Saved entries

PR #2978, opened 2026-07-18
Compile combiner shader programs asynchronously to avoid stuttering.

gonetz:
If GL_ARB/KHR_parallel_shader_compile is supported, compilation of a new combiner program is issued without waiting for the result: the driver compiles it in background threads while the current program is used as a substitute. Ready programs are added to the combiners map when the display list is finished, see gDPFullSync().
    
New config option: asyncShaderCompilation (enabled by default on Android).


gonetz:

Work task
Which lines belong in the answer? Exactly those from the first line of the entries through the line holding "If GL_ARB/KHR_parallel_shader_compile is", inclusive, copied unchanged.

Completed exercise
PR #2978, opened 2026-07-18
Compile combiner shader programs asynchronously to avoid stuttering.

gonetz:
If GL_ARB/KHR_parallel_shader_compile is supported, compilation of a new combiner program is issued without waiting for the result: the driver compiles it in background threads while the current program is used as a substitute. Ready programs are added to the combiners map when the display list is finished, see gDPFullSync().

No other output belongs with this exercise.